Exercise —
Two lines below mark the span: the one containing "Use the radian" and the one containing "If you want". Set down both, plus every line between, exactly as they stand, and nothing else.

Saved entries

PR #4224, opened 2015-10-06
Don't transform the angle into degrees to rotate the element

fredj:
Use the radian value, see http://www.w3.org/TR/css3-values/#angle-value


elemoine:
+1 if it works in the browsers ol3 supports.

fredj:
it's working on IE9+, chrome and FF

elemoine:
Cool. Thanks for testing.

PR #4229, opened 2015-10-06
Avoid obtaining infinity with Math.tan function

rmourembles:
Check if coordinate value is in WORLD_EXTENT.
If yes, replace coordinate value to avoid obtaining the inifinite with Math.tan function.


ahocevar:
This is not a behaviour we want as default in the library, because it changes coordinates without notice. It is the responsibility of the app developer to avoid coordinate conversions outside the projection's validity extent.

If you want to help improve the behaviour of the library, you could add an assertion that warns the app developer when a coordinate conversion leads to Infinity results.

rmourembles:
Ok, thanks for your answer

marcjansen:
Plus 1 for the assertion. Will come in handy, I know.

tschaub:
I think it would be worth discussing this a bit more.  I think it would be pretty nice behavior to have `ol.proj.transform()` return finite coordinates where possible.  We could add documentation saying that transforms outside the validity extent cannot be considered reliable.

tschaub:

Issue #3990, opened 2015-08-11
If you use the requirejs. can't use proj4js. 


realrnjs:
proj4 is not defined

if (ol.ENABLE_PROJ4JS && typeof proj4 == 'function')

Task result —
Use the radian value, see http://www.w3.org/TR/css3-values/#angle-value


elemoine:
+1 if it works in the browsers ol3 supports.

fredj:
it's working on IE9+, chrome and FF

elemoine:
Cool. Thanks for testing.

PR #4229, opened 2015-10-06
Avoid obtaining infinity with Math.tan function

rmourembles:
Check if coordinate value is in WORLD_EXTENT.
If yes, replace coordinate value to avoid obtaining the inifinite with Math.tan function.


ahocevar:
This is not a behaviour we want as default in the library, because it changes coordinates without notice. It is the responsibility of the app developer to avoid coordinate conversions outside the projection's validity extent.

If you want to help improve the behaviour of the library, you could add an assertion that warns the app developer when a coordinate conversion leads to Infinity results.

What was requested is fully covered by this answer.